# Stone Veneer over Cinder Blocks



## JulesB (Jan 19, 2011)

I have a cinderblock foundation home that I'd like to stone veneer the exterior. I'm experienced at setting tile, but have little masonary experience.

I did a brief search both here at the site, and googled, and either found little info specific to cinders, or more, conflicting opinions on the prep work. Some say metal lathe, some not. Some say to put a scratch coat on first, and wait 2 hours, others wait 48 hours. Some said just butter the backs, and stick them on........etc, etc.

Here are the specifics to my application. I'll be running a band, ranging from 2' to 4' tall around the entire perimeter of the home. The blocks have never been painted, nor do I see any signs of sealing. I have a 2x8 skirt around the perimeter just above the cinders. I've not chose the veneer yet, but plan for it to be no thicker/taller than 1 3/4", so that it doesn't stick out further than the skirt.

Can someone please advise me on the proper application?
Thanks!
Regards,
Jules


----------



## JulesB (Jan 19, 2011)

Another question -

My plan was to build up some dirt around the foundation to help with runoff, after installing the veneer. Any issues with putting dirt directly against the stone veneer??


----------



## Bud Cline (Mar 12, 2006)

All of the stone veneers I am familiar with are in reality concrete. A little dirt on them or burying a few isn't going to hurt anything that I can see.

As far as an installation method...all of those products come with instructions.:yes:


----------



## JulesB (Jan 19, 2011)

Bud Cline said:


> As far as an installation method...all of those products come with instructions.:yes:


You mean, read the instructions?? That's asking a little much, isn't it? 

I am probably trying to over-think it. The internet is a double edged sword. Just in the brief time I've researched it today, I've learned a lot, but also been given too many things to worry about....

thanks for chiming in.
Jules


----------



## Bud Cline (Mar 12, 2006)

> You mean, read the instructions??


Yes, when all else fails - resort to the instructions.



> I am probably trying to over-think it.


Yup!



> I've learned a lot, but also been given *too many things to worry about....*


Like what? What's to worry about? Follow the instructions.

_Always follow the manufacturer’s recommendations as the first source of information..._
_I read that somewhere!_


----------



## JulesB (Jan 19, 2011)

Bud Cline said:


> Like what? What's to worry about? Follow the instructions.
> 
> _Always follow the manufacturer’s recommendations as the first source of information..._
> _I read that somewhere!_


Yeah, seems like I read it not to long ago myself...... 

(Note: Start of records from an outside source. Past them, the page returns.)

PR #2258, opened 2020-12-26
Editorial: reword StringIndexOf in terms of substring

bakkot:
This is a very small tweak. I find the explicit loop to be easier to understand than the previous "if there exists ... such that for all ..." prose.


ljharb (approved):
This is a massive improvement, thanks

mathiasbynens (approved):
Although `git blame` points to me here, this was inherited from the old phrasing (from before `StringIndexOf` existed). I agree this patch makes things much easier to follow!

ljharb:
(added in #2009; i commented on this [here](https://github.com/tc39/proposal-string-replaceall/issues/32#issuecomment-547750076) :-p )

syg (approved):
Very nice.

PR #2260, opened 2020-12-28
Meta: migrate from travis-ci to Github Actions

ljharb:
(ref https://github.com/ljharb/object.assign/pull/81)

travis-ci's new pricing plan has effectively dropped support for open source repos, so we need to migrate off of it.

(To work properly, these workflows must be set to `pull_request_target`, not `pull_request`, and must have a GOOGLE_API_KEY secret available, as well as GH_TOKEN - still working on this)


leobalter:
to make this work properly, you eventually need to manually disable the old expected checks from TravisCI or they will remain eternally waiting for status.

Disregard if you already know this, it's just trauma from an event in the past.

ljharb:
Yes, as soon as this PR is ready to land, I'll make the actions checks "required" and the travis checks no longer required, but as soon as I do that, every PR will be unmergeable until they're rebased, so it's the last step before/during merge.

.github/workflows/build.yml
```diff
@@ -0,0 +1,17 @@
+name: 'ecma-262'
+
+on: [pull_request, push]
+
+jobs:
+  build:
+    name: 'build & lint ecmarkup'
+    runs-on: ubuntu-latest
```
septs, line 8:
```suggestion
    runs-on: ubuntu-20.04
```

> Ubuntu-20.04 is ready to be the default version for the “ubuntu-latest” label in GitHub Actions and Azure DevOps. This change will be rolled out over a period of several weeks beginning on November, 30. (December, 22 - January, 4 will be a migration break due to holidays)

from https://github.com/actions/virtual-environments/issues/1816

septs: image

ljharb: the ubuntu version should never make a difference for the majority of node project's CI, there's no benefit in changing from the default.

.github/workflows/build.yml
```diff
@@ -0,0 +1,17 @@
...
+
+    steps:
+      - uses: actions/checkout@v2
+      - uses: ljharb/actions/node/run@125357c
+        name: 'npm ci && npm run build-master'
+        with:
+          node-version: lts/*
+          use-npm-ci: true
+          command: 'build-master'
```
ExE-Boss, line 17: This should probably include the trailing newline.

.github/workflows/deploy.yml
```diff
@@ -0,0 +1,23 @@
...
+    steps:
+      - uses: actions/checkout@v2
+      - uses: ljharb/actions/node/run@125357c
+        name: 'npm ci && npm run build-only ./scripts/auto-deploy.sh'
+        with:
+          node-version: lts/*
+          use-npm-ci: true
+          shell-command: |
+            npm run build-only && \
+            ./scripts/auto-deploy.sh
```
ExE-Boss, line 23: ditto

.github/workflows/preview.yml
```diff
@@ -0,0 +1,22 @@
...
+      - uses: ljharb/actions/node/run@125357c
+        name: 'npm ci && npm run build-only && …'
+        env:
+          CI_PREVIEW_TOKEN: ${{ secrets.CI_PREVIEW_TOKEN }}
+          PULL_REQUEST: ${{ github.event.number }}
+        with:
+          node-version: lts/*
+          use-npm-ci: true
+          shell-command: |
+            npm run build-only && node scripts/insert_snapshot_warning && node scripts/publish-preview
```
ExE-Boss, line 22: ditto

.github/workflows/build.yml
```diff
@@ -0,0 +1,17 @@
...
+    runs-on: ubuntu-latest
+
+    steps:
+      - uses: actions/checkout@v2
+      - uses: ljharb/actions/node/install@56f291b2a0d9e3bce72634356ae949b1e054b9f8
+        name: 'nvm install lts/* && npm install'
+        with:
+          node-version: lts/*
+          use-npm-ci: true
+      - run: 'npm ci && npm run build-master'
```
septs, line 17: why not split?

```suggestion
      - run: npm ci
      - run: npm run build-master
```

ljharb: sure, thanks

ljharb:
This is ready to go! See https://github.com/ljharb/ecma262/pull/13 for proof that the Preview status shows up on a PR (but that won't happen on this repo until after this PR is landed, and thus, won't ever happen on this PR).

Once this is landed / while landing it, i'll update the required branch protections so that any other PR must rebase in order to be mergeable.

.github/workflows/deploy.yml
```diff
@@ -0,0 +1,21 @@
...
+    if: ${{ github.repository == 'tc39/ecma262' }}
+
+    steps:
+      - uses: actions/checkout@v2
+      - uses: ljharb/actions/node/install@56f291b2a0d9e3bce72634356ae949b1e054b9f8
+        name: 'nvm install lts/* && npm ci'
+        with:
+          node-version: lts/*
+          use-npm-ci: true
+      - run: npm run build-only ./scripts/auto-deploy.sh
```
bakkot, line 21: Does `npm run` allow you to specify multiple commands, or is this some other syntax I don't recognize?

ljharb: whoops, it is a typo. good catch! saves us a failed master build :-)

.github/workflows/preview.yml
```diff
@@ -0,0 +1,51 @@
...
+        uses: actions/github-script@v3.1.0
+        with:
+          script: |
+            const { owner, repo } = context.repo;
+            const artifacts = await github.actions.listWorkflowRunArtifacts({
+               owner,
+               repo,
+               run_id: ${{ github.event.workflow_run.id }},
+            });
+            const [{ id: artifact_id }] = artifacts.data.artifacts.filter((artifact) => artifact.name == 'out');
```
bakkot, line 37: Random nit:

```suggestion
            const { id: artifact_id } = artifacts.data.artifacts.find((artifact) => artifact.name == 'out');
```

bakkot (approved):
Hard to review this for correctness, since it interacts with a bunch of other systems, so take my approval as "this looks reasonable as far as I can tell, let's land it and see what happens".

.github/workflows/preview.yml
ljharb: ha, thanks. this was tweaked copy-pasta; i'll pull in your suggestion.

PR #2266, opened 2021-01-04
Editorial: Fix author listing

chrikrah:
1. Changing the listing of authors to be in format `<firstname lastname>` consistently. Previously `<firstname lastname>` and `<lastname, firstname>` were both used. Choosing `<firstname lastname>` to prevent too many commas in a listing of multiple authors in a row which ultimately hinders readability.
2. Adding comma after the penultimate item in author listing (to be consistent with the subsequent line which was already doing it that way).


bakkot:
Hm. I suspect this is intended to follow a specific citation format, although I'm not sure which it would be.

syg:
It would be good to pick a bibliography style and stick to it.

syg:
The editors chatted about this, and we realized that that section is significantly outdated. For example, it references a very, very old version of the Java standard. We might rewrite that section and sidestep this bibliography style question, but we're still thinking about it.

syg:
As in https://github.com/tc39/ecma262/pull/2303#issuecomment-780912446, the editors have decided to remove this paragraph entirely.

First, I didn't know that stone veneers came with instructions. That's a bonus. I've bought a box or two of tile over the years. Never ran into anything that resembled instructions.
Really, the only thing that I ran into that could be of possible real concern was the manufactered stone has a high moisture absorption rate, compared to natural stone. The site went on to discuss seperation from the structure issues, due to contraction/expansion.......like I said. looking too hard for stuff to worry about.


----------



## Bud Cline (Mar 12, 2006)

> That's a bonus. I've bought a box or two of tile over the years. Never ran into anything that resembled instructions.


That's "tile", not veneer faux stone.
All manufacturers have printed instructions available. The instructions may not come in each box, they are usually in the form of a three-fold paper brochure with pictures and everything. They even tell you what products to use to install the stone.

What stone are you looking at? What's the manufacturers name? Jheeeeezh!


----------



## JulesB (Jan 19, 2011)

Bud Cline said:


> What stone are you looking at? What's the manufacturers name? Jheeeeezh!


Haven't got that far. Had a brainfart last night, and decided to install the veneer first, instead of last, so I can go ahead and do the dirt work around the home.

Thought I'd grab a little knowledge here before I went "shopping".

Long story boring..... doing a complete gut rehab with exterior wall and window changes. I always like to work from top to bottom. That's what I intended to do here. roof, trim, stucco, paint, veneer. Gravity has a way of messing things up below your work, as you know. But in this case, I think I'll break tradition. I just need to get some drainage issues under control.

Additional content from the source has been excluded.